Being in a relationship is never knowing when the unexpected will happen. It demands flexibility and responsiveness. Responding rather than reacting is the sutra I practice, learning to be like bamboo bending in the winds of change, rather than being the stiff and resistant oak that snaps when my partner’s fury is unleashed.
Being in a relationship is the counterpoint for my ego to see that its survival is a hindrance and not the end goal it supposes. Seeing the possibility of a way of being beyond what I can imagine is the purpose.
Being in a relationship defies the laws of logic. Does it support genetics and cultural imperatives? Are these two concepts at odds, or is one just a manifestation of the other?
Being in a relationship forces me to consider another person every day we are together (and even when apart). Kids do this too.
Being in a relationship demands change if the partnership is to succeed. To grow is to change, cell by cell, reaching for the sun, shedding old ways of being and basking in her radiance with smug awareness knowing that I can learn, grow, and change.
Being in a relationship opens my eyes to see the world from another point of view. So different than mine, it glides over facts and focuses on feeling, sliding between meaning and metaphor, always looking for the light of creation. I am humbled.
Being in a relationship makes me cry with anguish as my limitations become apparent and laugh with delight as I rock and roll with witticisms that etch laugh lines on her face.
Being in a relationship gives me a partner to dance with in the kitchen, the living room, and in bed. To feel my body in relationship to another even as we grow older and our movements change with time.

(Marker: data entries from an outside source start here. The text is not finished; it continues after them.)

PR #95668, opened 2026-07-10
Turbopack: Fix missing canonicalization of paths and always use verbatim paths internally for Windows

bgw:
I was seeing failures on https://github.com/vercel/next.js/pull/95628 and went down this rabbit hole.

- We were (incorrectly) not canonicalizing the `DiskFileSystem` root dir. This happened to work out for us because pnpm also wasn't canonicalizing junction point targets, and so the root dir prefix matched. However after `#95628`, pnpm started canonicalizing junction point targets because we added `pnpm-workspace.yaml` files. This was just coincidence and indicative of much deeper problems.

- `dunce` isn't a good fit for us. It picks a win32 or verbatim representation based on path length, which would mean that long paths inside of a short root path would never work because we'd never be able to strip the prefix, since we'd be looking for a win32 path prefix. Omnipath is better for what we want to do: https://docs.rs/omnipath/latest/omnipath/windows/trait.WinPathExt.html

- The windows verbatim path format works with long paths (>260 characters) and behaves a lot closer to cross-platform unix paths, which is what we want. E.g. if somebody tries to import a JS module from a Windows 8.3 short path, it should fail. This will fail with verbatim paths (good!). This PR *always* uses the verbatim path format internally within `DiskFileSystem`.

- `read_link` was re-inventing `try_from_sys_path` but badly. Just call `try_from_sys_path`.

- `turbopack/crates/turbo-tasks-fs/src/embed/file.rs` was dead code.

- `validate_path_length_inner` was incorrectly referring to verbatim paths as UNC paths. These are two different things.

- Canonicalize any absolute symlink targets outside of the `DiskFileSystem` root path, resolving any symlinks they may have, normalizing case-insensitive paths, and handling Windows 8.3 short name format.

## Some Context About Windows Path Formats:

- win32 paths: These are your normal user-friendly `C:\foo\blah` paths. When calling most filesystem APIs, these are limited to 260 characters unless the user has enabled long paths on the system, and avoiding the limit with these paths also requires a [`longPathAware` application manifest](https://learn.microsoft.com/en-us/windows/win32/sbscs/application-manifests#longPathAware). You can mix `/` and `\` in win32 paths, and Windows will normalize the path separator for you.

- verbatim paths: This is a rust-specific name (used by the stdlib) for the "extended length" prefixed paths. These are paths starting with `\\?\`. These paths can be up to ~32,767 characters long. They do not support Windows 8.3 shortnames. They do not normalize between `/` and `\`, and do not support `.` or `..` components, however [`Path::join`](https://doc.rust-lang.org/std/path/struct.Path.html#method.join) will do this normalization if given a verbatim path.

- Windows 8.3 shortnames: A legacy format where paths can be represented by 8 characters, followed by a tilde and a digit (or hash in some extreme cases where there are many collisions), followed by a 3 character file extension. NTFS supports this, [ReFS](https://learn.microsoft.com/en-us/windows-server/storage/refs/refs-overview) (used by [Windows Dev Drive](https://learn.microsoft.com/en-us/windows/dev-drive/)) does not.

- UNC ("Universal Naming Convention"): This is a specific representation of paths used for remote files on network servers.

- `file://` URIs: These must be formed from [win32 style paths](https://docs.rs/url/latest/url/struct.Url.html#method.from_file_path), though the normal 260 character limit typically does not apply here.

- canonicalize: Corresponds to [`std::fs::canonicalize`](https://doc.rust-lang.org/stable/std/fs/fn.canonicalize.html). This involves actual fs operations (that we can't easily track), and recursively resolves symlinks. It will fail if the file path does not exist. On windows, this always returns a verbatim path.

- wide format: Windows paths are utf-16. Generally we don't support paths that can't be encoded to utf-8, but we should try to fail as obviously as we can in these cases. We don't have good filesystem issue handling yet though.

- case sensitivity: Generally paths are not case-sensitive on Windows or macOS, but are case-sensitive on most Linux filesystems. The exact definition of how case sensitivity works with unicode paths is highly platform and filesystem dependent.

- junction points: The windows equivalent of symlinks (symlinks are also supported, but require developer mode to be turned on). These can contain an arbitrary path reference in any format (win32, verbatim, etc) with any case and with windows 8.3 short names. Junction points are always target absolute paths to directories.


lukesandberg (approved):

bgw:
@lukesandberg this has turned into a very significant refactor of all of our windows path handling since your last review.

turbopack/crates/turbo-tasks-fs/src/lib.rs
```diff
@@ -241,7 +280,14 @@ pub trait FileSystem: ValueToString {
 #[derive(TraceRawVcs, ValueDebugFormat, NonLocalValue, Encode, Decode)]
 struct DiskFileSystemInner {
     pub name: RcStr,
-    pub root: RcStr,
+    /// A system path in utf-8 representation. This simplifies serialization/deserialization.
+    ///
+    /// On Windows, this should use the verbatim/extended (`\\?\`-prefixed) path format. That
+    /// format supports paths exceeding the 260 character path limit.
+    ///
+    /// In the future, we should consider using `Path`/`PathBuf` here. Paths inside of the
```
lukesandberg, line 292: 👍

turbopack/crates/turbo-tasks-fs/src/lib.rs
```diff
@@ -606,13 +672,102 @@ impl DiskFileSystem {
...
+        target_sys_path: &Path,
+    ) -> Result<Option<FileSystemPath>> {
+        #[turbo_tasks::value(transparent)]
+        struct OptionRcStr(Option<RcStr>);
+
+        /// Canonicalization here is an untracked read of state the watcher can't see (outside the
+        /// root), and is not portable across machines, hence it is `session_dependent`.
+        #[turbo_tasks::function(fs, session_dependent)]
+        fn canonicalize_untracked(sys_path: RcStr) -> Vc<OptionRcStr> {
+            Vc::cell(canonicalize_to_rcstr(Path::new(&*sys_path)).ok())
```
lukesandberg: we probably need retry_blocking here

turbopack/crates/turbo-tasks-fs/src/lib.rs
```diff
@@ -825,93 +976,69 @@ impl FileSystem for DiskFileSystem {
...
-                target_string.clone(),
-                FileSystemPath::new_normalized_unchecked(
-                    fs_path.fs().to_resolved().await?,
-                    target_string,
-                )
-                .get_type()
-                .await?,
-            )
+        let mut link_type = LinkType::default();
+        let file_type = target_fs_path.get_type().await?;
```
lukesandberg, line 1034: nit: drop a comment about how this is silly on the read path

crates/next-napi-bindings/src/next_api/project.rs
```diff
@@ -2415,9 +2485,13 @@ pub async fn project_get_source_map(
 ) -> napi::Result<Option<String>> {
     let container = project.container;
     let ctx = &project.turbopack_ctx;
+    // Normalization canonicalizes (an untracked read), so it must happen here, outside of the
+    // cached turbo-tasks functions below.
+    let (file_path_sys, module) = parse_and_canonicalize_source_url(&file_path)
```
lukesandberg: rename argument to source_url

lukesandberg (approved):

lukesandberg:
unsubscribe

Being in a relationship makes me gasp in pain, delight, joy, anger, desire, and love. I feel everything with more intensity and shudder as the mathematics of one plus one equals three – you, me and us.

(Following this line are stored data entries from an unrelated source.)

PR #95682, opened 2026-07-10
Replay same-document traversals that happen before hydration

gaearon:
Fixes a race you can observe if you:

1. Open page A
2. Navigate to page B
3. Cmd+Shift+R while on page B...
4. ...and then navigate Back super fast

In that situation, the router gets confused and shows page B's content with page A's URL. From then on, going Back and Forward changes the URL (and tab title) but keeps showing B's content. See the new tests.

## Why This Happens

Navigating from A to B client-side creates B's history entry via `pushState`. Reloading B replaces that document with B's fresh server-rendered HTML. Pressing Back at that point fires `popstate` to A, but nothing listens to it yet. Then JS loads, and we happily hydrate B's content onto B's HTML despite technically being on A route.

## The Fix

Use Navigation API to detect that we’re on a different entry than we started. Once the router mounts, replay the missed traversal the same way the `onPopState` handler would have handled it.

(I originally tried to avoid using Navigation API but wasn’t sure how to detect this reliably.)

## Test Plan

New tests are red before the fix.

### DIFF
--- a/packages/next/src/client/components/app-router.tsx
+++ b/packages/next/src/client/components/app-router.tsx
@@ -56,6 +56,43 @@ const globalMutable: {
   pendingMpaPath?: string
 } = {}
 
+// A Back/Forward press between a reload and hydration moves the browser to
+// a different history entry than the one the document was activated on, and
+// the resulting popstate fires before any listener exists. When that
+// happened, the initial history write is skipped so the traversed entry's
+// state is not overwritten, and the missed popstate is replayed once the
+// router has mounted.
+let missedTraversalBeforeHydration: 'unchecked' | 'missed' | 'none' =
+  'unchecked'
+
+/**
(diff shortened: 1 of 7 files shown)


packages/next/src/client/components/app-router.tsx
```diff
@@ -56,6 +56,58 @@ const globalMutable: {
...
+  historyState: AppHistoryState
+} | null = null
+let didCheckForTraversalBeforeHydration = false
+
+function checkForTraversalBeforeHydration() {
+  if (didCheckForTraversalBeforeHydration) {
+    return
+  }
+  didCheckForTraversalBeforeHydration = true
+  if (typeof window.navigation === 'undefined') {
```
gaearon: Tried without depending on it first but couldn't figure out how to detect this reliably without regressing on other things

timneutkens (approved):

Being in a relationship is a 10,000 piece puzzle with missing pieces. No one is complete, yet we create a new puzzle even more beautiful than the one on the box cover.

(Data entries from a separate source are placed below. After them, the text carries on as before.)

PR #95688, opened 2026-07-10
Turbopack tests: remove assertions that duplicate webpack results

wbinnssmith:
We forked test assertions in places in the early days of merging Turbopack. Now that we more closely align, a bunch of these had the exact same assertions. Fold them into one.


sampoder (approved):
this is incredible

Being in a relationship brings out the best and the worst in me. I change to enhance my qualities and erode my weaknesses, bit by bit, like waves lapping or crashing – constantly changing the landscape of our relationship with unending attempts. Tidal energies rising and falling in response to you, the moon.
Being in a relationship helps me see myself. You are a mirror held before and behind, no angle left unseen. Embarrassing at times to see the flab of my idiosyncrasies – faux pas, jest, and joke that hang limp in the air, waiting for a change in attitude, or is that altitude.
Being in a relationship is a process like the unfolding of the universe. It starts with a big bang and in the quantum millionths of a second energies are unleashed that defy true understanding. We make hypotheses to explain the inexplicable hoping to understand and exert control over forces that are beyond reckoning as the cosmos expands beyond time and space into infinity itself – incomprehensible and ever-changing.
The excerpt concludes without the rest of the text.